### Assignment:
Give again, word for word, each line below starting at the one that contains "For developers, the" and ending at the one that contains "handle this better.".

Collected data entries:
★ ★ ★ ★ ★ ★ ★

PR #2435, opened 2022-05-09
chore: bye bye monorepo

jeanregisser:
### Description

This fully removes the monorepo structure 🚝 💣 💥 

Here's what was done:
- move everything from `packages/mobile` to the repository root
- file/folder names that were the same between these 2 folders, were merged (`package.json`, `scripts`,  `jest.config.js`, etc)
- adjust all paths accordingly (GitHub workflows, jest, metro, TS, Xcode, Android gradle files, etc)
- remove lerna
- remove some old unused scripts

The app behavior should remain the same, since only paths were adjusted.

For developers, the impact should be minimal, the main thing that changes is the working directory. No need to work in `packages/mobile` anymore.
All scripts we had remain.

### Follow up

While working on this, I came across 2 surprising issues:
- `yarn install` [started failing on GH actions](https://github.com/valora-inc/wallet/runs/6351393671?check_suite_focus=true), while working locally, this is not the first time I see this and is caused by prepare steps of some dependencies which trigger `yarn install` multiple times while the initial `yarn install` is still running, https://github.com/yarnpkg/yarn/issues/6312. As a workaround `yarn install` is retried to avoid this issue. We should see if newer versions of yarn handle this better.
- The final app bundle size changed. It is caused by packages hoisting happening differently without the monorepo structure. It bundles multiple versions of the same package, because the ordering is different. It's mostly happening with `@celo/` packages + `bn.js`. The bundle size was initially 1.1 MB bigger, but I managed to decrease it by setting a yarn resolution for `bn.js`. We should take a further look at this next time we upgrade `@celo/` packages to avoid making the app bundle bigger than necessary.

### Tested

- CI passes
- Locally:
  - `yarn dev:ios`
  - `yarn dev:android`

### How others should test

The wallet works as before.

### Related issues

- Discussed on [Slack](https://valora-app.slack.com/archives/C025V1D6F3J/p1651251065521769).

### Backwards compatibility

Yes


silasbw (approved):

kathaypacific (approved):
I didn’t look at every file but checked out locally and built/ran the app, it works! Thanks Jean, this is awesome!!! We can finally have a party 🥳

ValoraQA:
Hey @MuckT we will cover the above PR in BVT and regression testing

BVT links :
Android 11 : https://valoraapp.testrail.io/index.php?/runs/view/121&group_by=cases:section_id&group_order=asc
Android 10 : https://valoraapp.testrail.io/index.php?/runs/view/122&group_by=cases:section_id&group_order=asc
iOS 14 : https://valoraapp.testrail.io/index.php?/runs/view/123&group_by=cases:section_id&group_order=asc
iOS 15 : https://valoraapp.testrail.io/index.php?/runs/view/124&group_by=cases:section_id&group_order=asc

PR #2457, opened 2022-05-11
fix(walletConnect): show decoded message for personal_sign

### LINKED ISSUE #2439: Bug: decoding message for personal_sign
### Current behavior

★ ★ ★ ★ ★ ★ ★

### Task response:
For developers, the impact should be minimal, the main thing that changes is the working directory. No need to work in `packages/mobile` anymore.
All scripts we had remain.

### Follow up

While working on this, I came across 2 surprising issues:
- `yarn install` [started failing on GH actions](https://github.com/valora-inc/wallet/runs/6351393671?check_suite_focus=true), while working locally, this is not the first time I see this and is caused by prepare steps of some dependencies which trigger `yarn install` multiple times while the initial `yarn install` is still running, https://github.com/yarnpkg/yarn/issues/6312. As a workaround `yarn install` is retried to avoid this issue. We should see if newer versions of yarn handle this better.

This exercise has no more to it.